▶ [Your instructions]: From the first line of the material through the line containing "Succesfully tested by flake8 and pytest", restate everything word for word and nothing more.

◇ ◇ ◇ ◇ ◇ ◇ ◇

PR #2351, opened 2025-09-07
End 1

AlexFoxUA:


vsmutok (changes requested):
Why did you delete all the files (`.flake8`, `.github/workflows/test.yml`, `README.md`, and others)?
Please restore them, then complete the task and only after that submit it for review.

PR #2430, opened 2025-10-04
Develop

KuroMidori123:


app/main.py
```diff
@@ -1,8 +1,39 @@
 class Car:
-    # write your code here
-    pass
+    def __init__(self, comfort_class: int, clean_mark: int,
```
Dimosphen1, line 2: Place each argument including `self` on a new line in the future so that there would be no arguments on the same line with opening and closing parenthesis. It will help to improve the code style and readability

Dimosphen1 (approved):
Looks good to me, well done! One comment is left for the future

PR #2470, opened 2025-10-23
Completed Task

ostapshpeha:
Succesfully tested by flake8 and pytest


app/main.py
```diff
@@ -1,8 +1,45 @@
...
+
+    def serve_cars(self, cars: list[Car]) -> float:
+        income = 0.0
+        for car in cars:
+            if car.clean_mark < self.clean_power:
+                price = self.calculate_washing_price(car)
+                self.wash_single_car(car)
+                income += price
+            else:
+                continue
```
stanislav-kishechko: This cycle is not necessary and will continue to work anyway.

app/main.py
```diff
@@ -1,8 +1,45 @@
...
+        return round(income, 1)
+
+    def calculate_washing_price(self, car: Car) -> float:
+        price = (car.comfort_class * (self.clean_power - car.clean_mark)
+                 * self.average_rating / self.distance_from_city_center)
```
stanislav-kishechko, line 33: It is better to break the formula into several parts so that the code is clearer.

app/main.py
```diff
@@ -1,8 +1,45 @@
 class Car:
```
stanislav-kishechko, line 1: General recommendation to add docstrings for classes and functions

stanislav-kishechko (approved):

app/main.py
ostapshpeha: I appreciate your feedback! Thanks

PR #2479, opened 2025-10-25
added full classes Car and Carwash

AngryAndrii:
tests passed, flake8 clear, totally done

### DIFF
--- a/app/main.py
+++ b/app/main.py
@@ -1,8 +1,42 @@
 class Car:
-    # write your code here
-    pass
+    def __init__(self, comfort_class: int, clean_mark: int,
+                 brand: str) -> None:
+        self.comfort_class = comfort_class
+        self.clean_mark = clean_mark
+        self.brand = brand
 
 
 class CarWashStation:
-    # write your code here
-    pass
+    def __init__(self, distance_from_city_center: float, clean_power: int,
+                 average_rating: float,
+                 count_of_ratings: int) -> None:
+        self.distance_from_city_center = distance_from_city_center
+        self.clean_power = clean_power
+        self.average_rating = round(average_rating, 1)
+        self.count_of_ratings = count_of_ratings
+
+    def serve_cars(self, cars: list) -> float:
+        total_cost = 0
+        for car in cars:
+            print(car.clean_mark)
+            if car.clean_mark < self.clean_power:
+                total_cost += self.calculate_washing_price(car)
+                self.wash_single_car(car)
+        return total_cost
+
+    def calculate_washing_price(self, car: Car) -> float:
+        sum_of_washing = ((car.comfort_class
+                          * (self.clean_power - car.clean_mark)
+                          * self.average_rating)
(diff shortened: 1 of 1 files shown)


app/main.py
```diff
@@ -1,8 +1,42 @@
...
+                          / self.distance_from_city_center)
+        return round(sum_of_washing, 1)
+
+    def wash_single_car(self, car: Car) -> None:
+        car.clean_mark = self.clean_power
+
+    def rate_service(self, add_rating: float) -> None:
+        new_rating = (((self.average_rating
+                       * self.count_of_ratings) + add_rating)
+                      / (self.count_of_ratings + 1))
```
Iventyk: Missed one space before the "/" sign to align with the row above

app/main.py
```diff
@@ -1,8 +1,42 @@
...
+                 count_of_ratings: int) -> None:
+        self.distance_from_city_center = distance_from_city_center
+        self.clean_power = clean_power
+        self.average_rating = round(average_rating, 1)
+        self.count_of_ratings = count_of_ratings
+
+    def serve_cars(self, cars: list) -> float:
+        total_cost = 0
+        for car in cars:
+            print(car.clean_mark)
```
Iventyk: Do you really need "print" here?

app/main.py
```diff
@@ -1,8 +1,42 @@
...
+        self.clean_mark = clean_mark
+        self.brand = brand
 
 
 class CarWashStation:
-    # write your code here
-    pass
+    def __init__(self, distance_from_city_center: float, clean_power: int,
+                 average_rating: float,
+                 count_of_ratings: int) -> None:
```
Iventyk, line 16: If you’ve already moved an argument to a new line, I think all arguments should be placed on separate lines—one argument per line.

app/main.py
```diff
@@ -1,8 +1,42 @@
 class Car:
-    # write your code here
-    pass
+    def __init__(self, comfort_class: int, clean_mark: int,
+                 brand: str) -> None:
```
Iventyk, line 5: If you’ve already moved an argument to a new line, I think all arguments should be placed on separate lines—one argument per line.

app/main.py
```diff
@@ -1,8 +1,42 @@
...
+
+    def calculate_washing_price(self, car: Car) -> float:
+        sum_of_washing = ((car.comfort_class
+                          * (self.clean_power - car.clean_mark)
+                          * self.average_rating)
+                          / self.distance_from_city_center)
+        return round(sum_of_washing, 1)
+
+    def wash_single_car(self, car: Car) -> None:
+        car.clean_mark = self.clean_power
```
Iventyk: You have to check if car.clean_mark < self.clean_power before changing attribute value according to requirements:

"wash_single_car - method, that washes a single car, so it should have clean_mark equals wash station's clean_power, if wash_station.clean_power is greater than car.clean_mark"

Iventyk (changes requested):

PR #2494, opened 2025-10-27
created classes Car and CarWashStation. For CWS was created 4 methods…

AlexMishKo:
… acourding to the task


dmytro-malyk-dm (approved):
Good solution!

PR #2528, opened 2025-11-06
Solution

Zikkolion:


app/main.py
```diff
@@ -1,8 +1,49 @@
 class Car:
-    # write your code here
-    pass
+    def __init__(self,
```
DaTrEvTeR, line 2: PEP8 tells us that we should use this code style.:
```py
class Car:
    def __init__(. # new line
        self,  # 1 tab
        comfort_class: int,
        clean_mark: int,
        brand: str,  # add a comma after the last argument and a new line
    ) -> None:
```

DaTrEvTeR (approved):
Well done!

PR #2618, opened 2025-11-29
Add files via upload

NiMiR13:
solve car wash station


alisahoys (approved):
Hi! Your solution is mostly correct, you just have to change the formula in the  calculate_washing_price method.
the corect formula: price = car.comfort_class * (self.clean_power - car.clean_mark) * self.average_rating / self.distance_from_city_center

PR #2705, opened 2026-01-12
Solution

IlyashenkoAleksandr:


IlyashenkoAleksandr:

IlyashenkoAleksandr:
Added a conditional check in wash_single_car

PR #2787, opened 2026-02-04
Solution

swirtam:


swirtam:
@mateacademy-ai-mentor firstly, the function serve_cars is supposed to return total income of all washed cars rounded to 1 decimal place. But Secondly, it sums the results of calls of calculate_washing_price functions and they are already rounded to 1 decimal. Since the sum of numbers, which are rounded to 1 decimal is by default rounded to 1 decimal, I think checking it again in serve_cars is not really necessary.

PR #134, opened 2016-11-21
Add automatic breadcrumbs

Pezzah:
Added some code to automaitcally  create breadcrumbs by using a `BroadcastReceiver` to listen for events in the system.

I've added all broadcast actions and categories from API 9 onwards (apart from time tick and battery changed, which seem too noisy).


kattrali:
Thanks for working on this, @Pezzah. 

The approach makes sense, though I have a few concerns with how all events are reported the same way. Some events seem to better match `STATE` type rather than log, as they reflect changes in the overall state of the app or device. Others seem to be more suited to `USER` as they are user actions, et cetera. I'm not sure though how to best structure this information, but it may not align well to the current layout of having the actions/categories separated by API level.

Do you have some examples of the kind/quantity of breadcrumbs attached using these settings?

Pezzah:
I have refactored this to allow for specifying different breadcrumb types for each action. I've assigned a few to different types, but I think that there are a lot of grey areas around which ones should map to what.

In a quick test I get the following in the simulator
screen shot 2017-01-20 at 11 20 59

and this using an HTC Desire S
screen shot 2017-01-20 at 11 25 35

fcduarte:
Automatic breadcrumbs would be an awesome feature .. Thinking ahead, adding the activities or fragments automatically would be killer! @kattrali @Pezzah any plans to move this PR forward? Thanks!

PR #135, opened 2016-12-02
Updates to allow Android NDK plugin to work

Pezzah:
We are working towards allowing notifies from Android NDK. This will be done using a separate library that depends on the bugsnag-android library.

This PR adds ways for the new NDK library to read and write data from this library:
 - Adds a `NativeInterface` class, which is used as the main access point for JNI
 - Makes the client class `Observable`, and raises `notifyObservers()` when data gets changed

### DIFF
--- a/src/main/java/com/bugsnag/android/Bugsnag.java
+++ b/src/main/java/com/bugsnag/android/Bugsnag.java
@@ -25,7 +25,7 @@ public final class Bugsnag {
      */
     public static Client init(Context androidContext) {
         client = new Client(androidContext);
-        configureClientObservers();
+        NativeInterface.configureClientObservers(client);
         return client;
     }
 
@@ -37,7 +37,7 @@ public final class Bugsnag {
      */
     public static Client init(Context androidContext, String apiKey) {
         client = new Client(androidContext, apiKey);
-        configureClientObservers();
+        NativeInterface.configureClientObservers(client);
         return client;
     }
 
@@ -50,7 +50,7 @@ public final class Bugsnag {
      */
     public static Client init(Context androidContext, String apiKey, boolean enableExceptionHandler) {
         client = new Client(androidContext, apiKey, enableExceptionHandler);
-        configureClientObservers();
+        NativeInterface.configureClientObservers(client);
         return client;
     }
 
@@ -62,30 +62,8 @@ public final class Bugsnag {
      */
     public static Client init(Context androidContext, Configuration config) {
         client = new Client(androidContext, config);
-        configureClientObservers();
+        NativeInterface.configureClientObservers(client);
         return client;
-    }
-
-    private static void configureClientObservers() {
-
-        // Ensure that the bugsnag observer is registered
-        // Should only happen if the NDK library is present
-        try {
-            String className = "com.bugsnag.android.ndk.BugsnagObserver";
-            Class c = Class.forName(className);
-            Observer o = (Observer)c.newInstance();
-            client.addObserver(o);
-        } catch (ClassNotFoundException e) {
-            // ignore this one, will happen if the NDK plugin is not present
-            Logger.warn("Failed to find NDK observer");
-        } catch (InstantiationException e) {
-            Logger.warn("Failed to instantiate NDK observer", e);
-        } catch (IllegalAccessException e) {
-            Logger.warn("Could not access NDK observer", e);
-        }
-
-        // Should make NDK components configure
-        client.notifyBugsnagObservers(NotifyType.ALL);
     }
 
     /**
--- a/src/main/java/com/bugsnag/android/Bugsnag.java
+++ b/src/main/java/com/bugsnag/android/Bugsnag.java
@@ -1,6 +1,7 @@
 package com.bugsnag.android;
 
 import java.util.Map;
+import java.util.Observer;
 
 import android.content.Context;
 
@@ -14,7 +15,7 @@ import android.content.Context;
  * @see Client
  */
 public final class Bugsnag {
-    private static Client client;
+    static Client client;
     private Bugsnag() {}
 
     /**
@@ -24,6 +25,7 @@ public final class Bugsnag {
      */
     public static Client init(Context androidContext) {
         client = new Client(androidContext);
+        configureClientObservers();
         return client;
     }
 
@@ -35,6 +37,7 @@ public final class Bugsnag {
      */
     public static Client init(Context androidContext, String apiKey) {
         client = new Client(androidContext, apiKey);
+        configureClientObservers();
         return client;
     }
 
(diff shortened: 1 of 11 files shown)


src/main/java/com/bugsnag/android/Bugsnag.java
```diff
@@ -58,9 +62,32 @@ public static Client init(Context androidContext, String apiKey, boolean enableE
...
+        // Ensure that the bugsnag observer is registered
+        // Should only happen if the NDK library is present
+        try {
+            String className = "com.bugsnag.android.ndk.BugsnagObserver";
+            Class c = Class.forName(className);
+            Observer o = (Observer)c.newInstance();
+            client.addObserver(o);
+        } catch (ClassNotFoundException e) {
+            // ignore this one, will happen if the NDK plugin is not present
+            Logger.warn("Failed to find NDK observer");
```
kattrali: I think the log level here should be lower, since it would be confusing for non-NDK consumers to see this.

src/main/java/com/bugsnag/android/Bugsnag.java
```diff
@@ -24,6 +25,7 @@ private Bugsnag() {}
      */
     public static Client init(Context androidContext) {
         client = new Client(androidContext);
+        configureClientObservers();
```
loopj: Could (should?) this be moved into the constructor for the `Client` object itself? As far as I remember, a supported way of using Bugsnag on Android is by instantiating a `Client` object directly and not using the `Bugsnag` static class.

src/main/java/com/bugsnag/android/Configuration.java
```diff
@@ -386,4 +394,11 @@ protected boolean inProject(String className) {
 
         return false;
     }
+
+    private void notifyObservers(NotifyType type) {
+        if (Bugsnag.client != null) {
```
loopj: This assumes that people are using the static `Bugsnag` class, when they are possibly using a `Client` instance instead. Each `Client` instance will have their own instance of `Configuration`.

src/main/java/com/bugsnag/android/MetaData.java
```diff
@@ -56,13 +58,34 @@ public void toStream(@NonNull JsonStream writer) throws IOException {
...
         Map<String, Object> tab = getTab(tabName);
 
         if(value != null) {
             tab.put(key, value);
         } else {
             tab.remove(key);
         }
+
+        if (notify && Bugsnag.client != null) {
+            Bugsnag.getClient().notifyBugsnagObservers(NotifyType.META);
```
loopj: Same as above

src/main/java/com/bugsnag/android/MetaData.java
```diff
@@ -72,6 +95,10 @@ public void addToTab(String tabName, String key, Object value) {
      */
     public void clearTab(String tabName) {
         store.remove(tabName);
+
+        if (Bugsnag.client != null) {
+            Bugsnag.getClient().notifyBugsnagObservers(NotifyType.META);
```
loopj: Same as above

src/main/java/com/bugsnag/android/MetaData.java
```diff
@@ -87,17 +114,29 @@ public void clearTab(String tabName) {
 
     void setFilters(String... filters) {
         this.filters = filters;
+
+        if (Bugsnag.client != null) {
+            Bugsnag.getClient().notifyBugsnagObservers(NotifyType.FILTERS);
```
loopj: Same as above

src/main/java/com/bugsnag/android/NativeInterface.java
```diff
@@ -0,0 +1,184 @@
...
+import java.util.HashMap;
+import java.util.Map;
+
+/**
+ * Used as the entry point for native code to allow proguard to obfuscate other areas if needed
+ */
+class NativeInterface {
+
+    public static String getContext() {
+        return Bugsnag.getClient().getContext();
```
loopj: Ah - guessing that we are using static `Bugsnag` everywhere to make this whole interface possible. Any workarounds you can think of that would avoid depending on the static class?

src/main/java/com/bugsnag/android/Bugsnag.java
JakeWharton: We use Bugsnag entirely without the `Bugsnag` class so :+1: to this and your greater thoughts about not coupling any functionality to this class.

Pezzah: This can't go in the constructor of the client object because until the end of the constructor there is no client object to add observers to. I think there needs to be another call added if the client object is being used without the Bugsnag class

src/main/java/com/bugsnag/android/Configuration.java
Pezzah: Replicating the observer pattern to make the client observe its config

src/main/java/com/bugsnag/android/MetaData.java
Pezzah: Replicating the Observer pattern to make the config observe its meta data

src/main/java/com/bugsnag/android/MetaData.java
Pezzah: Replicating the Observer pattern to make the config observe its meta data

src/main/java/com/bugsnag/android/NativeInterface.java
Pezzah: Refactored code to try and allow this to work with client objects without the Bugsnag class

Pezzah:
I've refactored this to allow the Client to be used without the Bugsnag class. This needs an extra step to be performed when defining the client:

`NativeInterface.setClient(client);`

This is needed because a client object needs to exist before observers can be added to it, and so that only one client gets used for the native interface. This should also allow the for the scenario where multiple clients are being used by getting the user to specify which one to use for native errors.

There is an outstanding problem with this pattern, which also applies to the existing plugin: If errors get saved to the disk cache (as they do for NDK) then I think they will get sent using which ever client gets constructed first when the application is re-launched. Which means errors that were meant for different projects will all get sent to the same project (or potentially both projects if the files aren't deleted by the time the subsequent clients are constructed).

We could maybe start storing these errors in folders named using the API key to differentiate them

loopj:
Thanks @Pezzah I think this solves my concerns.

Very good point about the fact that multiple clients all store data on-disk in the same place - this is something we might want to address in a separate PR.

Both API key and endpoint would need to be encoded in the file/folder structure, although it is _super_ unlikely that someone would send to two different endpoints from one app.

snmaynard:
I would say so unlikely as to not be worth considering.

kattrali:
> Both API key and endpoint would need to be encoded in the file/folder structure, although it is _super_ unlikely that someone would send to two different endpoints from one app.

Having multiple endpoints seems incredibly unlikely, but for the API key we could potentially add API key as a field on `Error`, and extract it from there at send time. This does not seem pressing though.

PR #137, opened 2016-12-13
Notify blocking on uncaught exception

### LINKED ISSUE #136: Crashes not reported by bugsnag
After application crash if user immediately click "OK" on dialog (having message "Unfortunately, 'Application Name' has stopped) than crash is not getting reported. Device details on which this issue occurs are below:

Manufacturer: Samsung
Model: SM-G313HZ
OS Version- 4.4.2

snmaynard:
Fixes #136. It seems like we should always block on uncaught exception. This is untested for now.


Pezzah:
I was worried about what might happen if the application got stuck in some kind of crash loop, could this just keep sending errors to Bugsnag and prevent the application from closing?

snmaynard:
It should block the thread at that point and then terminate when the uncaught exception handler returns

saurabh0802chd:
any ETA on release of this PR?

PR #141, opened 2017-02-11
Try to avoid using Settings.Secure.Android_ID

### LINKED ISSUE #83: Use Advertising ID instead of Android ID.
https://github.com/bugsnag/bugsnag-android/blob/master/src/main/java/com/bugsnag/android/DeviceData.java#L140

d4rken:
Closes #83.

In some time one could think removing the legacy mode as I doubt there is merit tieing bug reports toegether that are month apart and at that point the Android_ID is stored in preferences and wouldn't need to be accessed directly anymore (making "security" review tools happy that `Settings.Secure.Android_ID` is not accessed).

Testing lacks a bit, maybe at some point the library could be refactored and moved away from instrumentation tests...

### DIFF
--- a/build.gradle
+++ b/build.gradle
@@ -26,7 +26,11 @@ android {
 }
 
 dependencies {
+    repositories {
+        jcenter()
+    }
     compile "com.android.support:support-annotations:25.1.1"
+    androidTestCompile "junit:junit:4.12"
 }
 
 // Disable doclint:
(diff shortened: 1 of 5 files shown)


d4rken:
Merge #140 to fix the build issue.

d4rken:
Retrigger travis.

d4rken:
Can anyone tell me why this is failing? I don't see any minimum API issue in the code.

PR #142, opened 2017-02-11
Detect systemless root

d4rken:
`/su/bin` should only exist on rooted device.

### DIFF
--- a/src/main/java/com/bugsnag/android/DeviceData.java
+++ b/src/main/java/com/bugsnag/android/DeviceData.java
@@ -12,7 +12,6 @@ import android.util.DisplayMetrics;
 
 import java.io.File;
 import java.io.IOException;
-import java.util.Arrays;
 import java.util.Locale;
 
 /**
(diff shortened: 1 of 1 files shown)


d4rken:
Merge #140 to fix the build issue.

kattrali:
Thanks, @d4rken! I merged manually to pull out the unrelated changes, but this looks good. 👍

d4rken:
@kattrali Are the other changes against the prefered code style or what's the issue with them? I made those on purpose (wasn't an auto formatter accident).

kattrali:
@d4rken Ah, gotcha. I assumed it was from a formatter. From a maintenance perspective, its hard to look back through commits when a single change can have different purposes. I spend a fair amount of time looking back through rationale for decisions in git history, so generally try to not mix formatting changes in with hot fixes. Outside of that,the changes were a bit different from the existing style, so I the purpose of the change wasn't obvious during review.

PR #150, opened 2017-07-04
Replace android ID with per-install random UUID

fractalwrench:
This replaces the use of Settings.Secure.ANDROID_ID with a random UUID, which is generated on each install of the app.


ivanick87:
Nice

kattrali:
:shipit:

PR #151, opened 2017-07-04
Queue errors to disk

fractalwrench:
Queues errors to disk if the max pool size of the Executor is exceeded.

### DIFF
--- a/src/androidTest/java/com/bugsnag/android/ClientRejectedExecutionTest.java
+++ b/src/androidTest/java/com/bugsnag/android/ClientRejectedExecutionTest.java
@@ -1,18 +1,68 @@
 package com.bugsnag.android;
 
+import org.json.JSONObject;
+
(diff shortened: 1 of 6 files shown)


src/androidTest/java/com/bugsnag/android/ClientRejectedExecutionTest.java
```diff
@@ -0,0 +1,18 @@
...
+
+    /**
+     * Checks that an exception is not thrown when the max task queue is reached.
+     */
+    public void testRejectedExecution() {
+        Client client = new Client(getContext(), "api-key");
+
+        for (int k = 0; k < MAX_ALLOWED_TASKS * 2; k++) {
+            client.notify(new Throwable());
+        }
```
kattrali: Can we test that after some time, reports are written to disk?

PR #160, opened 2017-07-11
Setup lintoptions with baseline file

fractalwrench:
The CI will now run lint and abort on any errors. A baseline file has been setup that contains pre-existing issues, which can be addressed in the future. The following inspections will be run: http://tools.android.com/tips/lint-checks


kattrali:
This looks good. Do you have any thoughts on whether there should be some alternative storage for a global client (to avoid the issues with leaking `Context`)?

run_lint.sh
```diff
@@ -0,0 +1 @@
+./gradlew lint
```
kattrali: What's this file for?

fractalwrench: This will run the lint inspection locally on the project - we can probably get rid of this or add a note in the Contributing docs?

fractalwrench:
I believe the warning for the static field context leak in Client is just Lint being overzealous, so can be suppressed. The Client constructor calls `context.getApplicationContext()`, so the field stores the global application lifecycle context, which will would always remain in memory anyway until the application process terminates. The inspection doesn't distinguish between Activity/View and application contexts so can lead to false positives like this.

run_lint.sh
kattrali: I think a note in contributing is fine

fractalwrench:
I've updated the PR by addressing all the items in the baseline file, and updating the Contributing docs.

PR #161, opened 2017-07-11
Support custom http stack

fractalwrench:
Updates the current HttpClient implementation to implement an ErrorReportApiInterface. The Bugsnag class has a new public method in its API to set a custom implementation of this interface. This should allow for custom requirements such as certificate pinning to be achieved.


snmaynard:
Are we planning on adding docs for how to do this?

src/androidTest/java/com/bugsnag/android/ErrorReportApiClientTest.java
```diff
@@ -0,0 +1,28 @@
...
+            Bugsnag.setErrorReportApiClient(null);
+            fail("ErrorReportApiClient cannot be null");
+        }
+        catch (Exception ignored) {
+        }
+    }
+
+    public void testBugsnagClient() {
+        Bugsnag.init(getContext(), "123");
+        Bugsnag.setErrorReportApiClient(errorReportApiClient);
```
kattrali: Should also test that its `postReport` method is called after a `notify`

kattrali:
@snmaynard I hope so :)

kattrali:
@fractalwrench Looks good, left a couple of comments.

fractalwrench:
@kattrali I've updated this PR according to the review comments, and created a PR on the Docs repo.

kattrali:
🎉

◇ ◇ ◇ ◇ ◇ ◇ ◇

▶ [Task result]:
PR #2351, opened 2025-09-07
End 1

AlexFoxUA:


vsmutok (changes requested):
Why did you delete all the files (`.flake8`, `.github/workflows/test.yml`, `README.md`, and others)?
Please restore them, then complete the task and only after that submit it for review.

PR #2430, opened 2025-10-04
Develop

KuroMidori123:


app/main.py
```diff
@@ -1,8 +1,39 @@
 class Car:
-    # write your code here
-    pass
+    def __init__(self, comfort_class: int, clean_mark: int,
```
Dimosphen1, line 2: Place each argument including `self` on a new line in the future so that there would be no arguments on the same line with opening and closing parenthesis. It will help to improve the code style and readability

Dimosphen1 (approved):
Looks good to me, well done! One comment is left for the future

PR #2470, opened 2025-10-23
Completed Task

ostapshpeha:
Succesfully tested by flake8 and pytest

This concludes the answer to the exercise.